(Excerpts from a dataset)
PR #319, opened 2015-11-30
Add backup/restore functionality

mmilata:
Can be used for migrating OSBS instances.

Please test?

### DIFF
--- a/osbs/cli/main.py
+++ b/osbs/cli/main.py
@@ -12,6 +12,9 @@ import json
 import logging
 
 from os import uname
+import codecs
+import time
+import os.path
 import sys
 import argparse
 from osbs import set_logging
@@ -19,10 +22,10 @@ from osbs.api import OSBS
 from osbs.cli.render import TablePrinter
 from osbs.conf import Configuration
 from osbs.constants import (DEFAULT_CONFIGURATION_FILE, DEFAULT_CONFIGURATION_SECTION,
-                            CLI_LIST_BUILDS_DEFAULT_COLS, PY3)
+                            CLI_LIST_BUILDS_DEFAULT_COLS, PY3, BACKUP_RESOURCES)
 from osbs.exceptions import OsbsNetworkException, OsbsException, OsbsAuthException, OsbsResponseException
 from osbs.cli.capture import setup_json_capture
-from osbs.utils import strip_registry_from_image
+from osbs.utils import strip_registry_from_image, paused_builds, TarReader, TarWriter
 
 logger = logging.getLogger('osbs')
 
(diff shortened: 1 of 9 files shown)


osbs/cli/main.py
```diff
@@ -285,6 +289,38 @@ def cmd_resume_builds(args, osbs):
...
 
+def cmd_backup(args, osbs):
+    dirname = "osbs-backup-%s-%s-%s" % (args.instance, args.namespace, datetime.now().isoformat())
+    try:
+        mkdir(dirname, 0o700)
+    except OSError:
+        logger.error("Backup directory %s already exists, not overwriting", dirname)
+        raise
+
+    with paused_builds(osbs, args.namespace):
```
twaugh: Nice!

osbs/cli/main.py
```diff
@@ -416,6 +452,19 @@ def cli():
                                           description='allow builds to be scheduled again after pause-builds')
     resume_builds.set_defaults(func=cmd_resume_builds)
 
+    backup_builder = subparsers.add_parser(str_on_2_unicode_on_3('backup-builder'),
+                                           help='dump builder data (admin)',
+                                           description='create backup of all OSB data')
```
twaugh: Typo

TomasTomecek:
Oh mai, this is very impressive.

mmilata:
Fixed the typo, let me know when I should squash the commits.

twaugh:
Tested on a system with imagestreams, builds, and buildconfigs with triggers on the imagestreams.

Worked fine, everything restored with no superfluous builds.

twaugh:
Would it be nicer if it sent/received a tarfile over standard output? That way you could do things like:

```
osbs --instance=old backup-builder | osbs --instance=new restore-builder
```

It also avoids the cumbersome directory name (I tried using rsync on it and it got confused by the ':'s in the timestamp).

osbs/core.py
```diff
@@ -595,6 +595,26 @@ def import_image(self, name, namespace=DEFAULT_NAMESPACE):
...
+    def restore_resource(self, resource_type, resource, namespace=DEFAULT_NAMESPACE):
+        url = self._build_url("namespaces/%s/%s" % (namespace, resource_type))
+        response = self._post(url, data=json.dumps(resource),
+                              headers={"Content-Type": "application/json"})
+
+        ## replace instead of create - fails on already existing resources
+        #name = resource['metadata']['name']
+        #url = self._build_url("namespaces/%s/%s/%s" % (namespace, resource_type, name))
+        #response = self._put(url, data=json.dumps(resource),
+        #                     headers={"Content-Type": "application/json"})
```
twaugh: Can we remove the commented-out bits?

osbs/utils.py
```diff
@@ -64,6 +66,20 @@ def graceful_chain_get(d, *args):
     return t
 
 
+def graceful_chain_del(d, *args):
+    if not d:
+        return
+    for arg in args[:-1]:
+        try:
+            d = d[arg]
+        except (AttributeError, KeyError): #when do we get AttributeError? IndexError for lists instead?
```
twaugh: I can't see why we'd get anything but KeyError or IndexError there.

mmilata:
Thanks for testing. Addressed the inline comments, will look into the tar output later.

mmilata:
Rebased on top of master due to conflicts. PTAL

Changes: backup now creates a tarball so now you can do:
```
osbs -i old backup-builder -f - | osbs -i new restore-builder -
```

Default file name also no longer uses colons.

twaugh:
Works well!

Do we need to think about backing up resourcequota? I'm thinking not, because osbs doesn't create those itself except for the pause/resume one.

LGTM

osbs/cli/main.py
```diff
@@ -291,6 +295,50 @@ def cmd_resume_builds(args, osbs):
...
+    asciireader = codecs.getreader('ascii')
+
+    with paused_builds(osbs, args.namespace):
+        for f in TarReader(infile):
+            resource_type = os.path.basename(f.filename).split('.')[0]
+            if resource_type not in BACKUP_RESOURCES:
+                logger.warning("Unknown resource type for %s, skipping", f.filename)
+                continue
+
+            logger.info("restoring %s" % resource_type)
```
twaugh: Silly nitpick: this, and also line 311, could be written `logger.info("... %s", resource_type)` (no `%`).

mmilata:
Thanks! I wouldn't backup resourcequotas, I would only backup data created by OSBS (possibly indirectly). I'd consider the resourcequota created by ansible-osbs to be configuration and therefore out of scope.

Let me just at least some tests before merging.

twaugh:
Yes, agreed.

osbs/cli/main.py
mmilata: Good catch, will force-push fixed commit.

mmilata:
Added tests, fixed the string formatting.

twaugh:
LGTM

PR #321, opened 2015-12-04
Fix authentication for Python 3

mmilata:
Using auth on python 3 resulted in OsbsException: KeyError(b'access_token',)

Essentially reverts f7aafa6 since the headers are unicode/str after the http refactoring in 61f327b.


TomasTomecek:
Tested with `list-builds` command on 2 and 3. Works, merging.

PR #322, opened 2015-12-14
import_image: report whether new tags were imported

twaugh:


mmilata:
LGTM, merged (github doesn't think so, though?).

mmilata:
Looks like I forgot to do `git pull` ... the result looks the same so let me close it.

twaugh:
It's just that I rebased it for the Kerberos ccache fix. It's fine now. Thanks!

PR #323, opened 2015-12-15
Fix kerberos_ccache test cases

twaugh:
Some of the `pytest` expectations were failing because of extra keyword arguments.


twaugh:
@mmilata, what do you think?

The problem: Reproduce each entry above character for character.

Result of this task:
PR #319, opened 2015-11-30
Add backup/restore functionality

mmilata:
Can be used for migrating OSBS instances.

Please test?

### DIFF
--- a/osbs/cli/main.py
+++ b/osbs/cli/main.py
@@ -12,6 +12,9 @@ import json
 import logging
 
 from os import uname
+import codecs
+import time
+import os.path
 import sys
 import argparse
 from osbs import set_logging
@@ -19,10 +22,10 @@ from osbs.api import OSBS
 from osbs.cli.render import TablePrinter
 from osbs.conf import Configuration
 from osbs.constants import (DEFAULT_CONFIGURATION_FILE, DEFAULT_CONFIGURATION_SECTION,
-                            CLI_LIST_BUILDS_DEFAULT_COLS, PY3)
+                            CLI_LIST_BUILDS_DEFAULT_COLS, PY3, BACKUP_RESOURCES)
 from osbs.exceptions import OsbsNetworkException, OsbsException, OsbsAuthException, OsbsResponseException
 from osbs.cli.capture import setup_json_capture
-from osbs.utils import strip_registry_from_image
+from osbs.utils import strip_registry_from_image, paused_builds, TarReader, TarWriter
 
 logger = logging.getLogger('osbs')
 
(diff shortened: 1 of 9 files shown)


osbs/cli/main.py
```diff
@@ -285,6 +289,38 @@ def cmd_resume_builds(args, osbs):
...
 
+def cmd_backup(args, osbs):
+    dirname = "osbs-backup-%s-%s-%s" % (args.instance, args.namespace, datetime.now().isoformat())
+    try:
+        mkdir(dirname, 0o700)
+    except OSError:
+        logger.error("Backup directory %s already exists, not overwriting", dirname)
+        raise
+
+    with paused_builds(osbs, args.namespace):
```
twaugh: Nice!

osbs/cli/main.py
```diff
@@ -416,6 +452,19 @@ def cli():
                                           description='allow builds to be scheduled again after pause-builds')
     resume_builds.set_defaults(func=cmd_resume_builds)
 
+    backup_builder = subparsers.add_parser(str_on_2_unicode_on_3('backup-builder'),
+                                           help='dump builder data (admin)',
+                                           description='create backup of all OSB data')
```
twaugh: Typo

TomasTomecek:
Oh mai, this is very impressive.

mmilata:
Fixed the typo, let me know when I should squash the commits.

twaugh:
Tested on a system with imagestreams, builds, and buildconfigs with triggers on the imagestreams.

Worked fine, everything restored with no superfluous builds.

twaugh:
Would it be nicer if it sent/received a tarfile over standard output? That way you could do things like:

```
osbs --instance=old backup-builder | osbs --instance=new restore-builder
```

It also avoids the cumbersome directory name (I tried using rsync on it and it got confused by the ':'s in the timestamp).

osbs/core.py
```diff
@@ -595,6 +595,26 @@ def import_image(self, name, namespace=DEFAULT_NAMESPACE):
...
+    def restore_resource(self, resource_type, resource, namespace=DEFAULT_NAMESPACE):
+        url = self._build_url("namespaces/%s/%s" % (namespace, resource_type))
+        response = self._post(url, data=json.dumps(resource),
+                              headers={"Content-Type": "application/json"})
+
+        ## replace instead of create - fails on already existing resources
+        #name = resource['metadata']['name']
+        #url = self._build_url("namespaces/%s/%s/%s" % (namespace, resource_type, name))
+        #response = self._put(url, data=json.dumps(resource),
+        #                     headers={"Content-Type": "application/json"})
```
twaugh: Can we remove the commented-out bits?

osbs/utils.py
```diff
@@ -64,6 +66,20 @@ def graceful_chain_get(d, *args):
     return t
 
 
+def graceful_chain_del(d, *args):
+    if not d:
+        return
+    for arg in args[:-1]:
+        try:
+            d = d[arg]
+        except (AttributeError, KeyError): #when do we get AttributeError? IndexError for lists instead?
```
twaugh: I can't see why we'd get anything but KeyError or IndexError there.

mmilata:
Thanks for testing. Addressed the inline comments, will look into the tar output later.

mmilata:
Rebased on top of master due to conflicts. PTAL

Changes: backup now creates a tarball so now you can do:
```
osbs -i old backup-builder -f - | osbs -i new restore-builder -
```

Default file name also no longer uses colons.

twaugh:
Works well!

Do we need to think about backing up resourcequota? I'm thinking not, because osbs doesn't create those itself except for the pause/resume one.

LGTM

osbs/cli/main.py
```diff
@@ -291,6 +295,50 @@ def cmd_resume_builds(args, osbs):
...
+    asciireader = codecs.getreader('ascii')
+
+    with paused_builds(osbs, args.namespace):
+        for f in TarReader(infile):
+            resource_type = os.path.basename(f.filename).split('.')[0]
+            if resource_type not in BACKUP_RESOURCES:
+                logger.warning("Unknown resource type for %s, skipping", f.filename)
+                continue
+
+            logger.info("restoring %s" % resource_type)
```
twaugh: Silly nitpick: this, and also line 311, could be written `logger.info("... %s", resource_type)` (no `%`).

mmilata:
Thanks! I wouldn't backup resourcequotas, I would only backup data created by OSBS (possibly indirectly). I'd consider the resourcequota created by ansible-osbs to be configuration and therefore out of scope.

Let me just at least some tests before merging.

twaugh:
Yes, agreed.

osbs/cli/main.py
mmilata: Good catch, will force-push fixed commit.

mmilata:
Added tests, fixed the string formatting.

twaugh:
LGTM

PR #321, opened 2015-12-04
Fix authentication for Python 3

mmilata:
Using auth on python 3 resulted in OsbsException: KeyError(b'access_token',)

Essentially reverts f7aafa6 since the headers are unicode/str after the http refactoring in 61f327b.


TomasTomecek:
Tested with `list-builds` command on 2 and 3. Works, merging.

PR #322, opened 2015-12-14
import_image: report whether new tags were imported

twaugh:


mmilata:
LGTM, merged (github doesn't think so, though?).

mmilata:
Looks like I forgot to do `git pull` ... the result looks the same so let me close it.

twaugh:
It's just that I rebased it for the Kerberos ccache fix. It's fine now. Thanks!

PR #323, opened 2015-12-15
Fix kerberos_ccache test cases

twaugh:
Some of the `pytest` expectations were failing because of extra keyword arguments.


twaugh:
@mmilata, what do you think?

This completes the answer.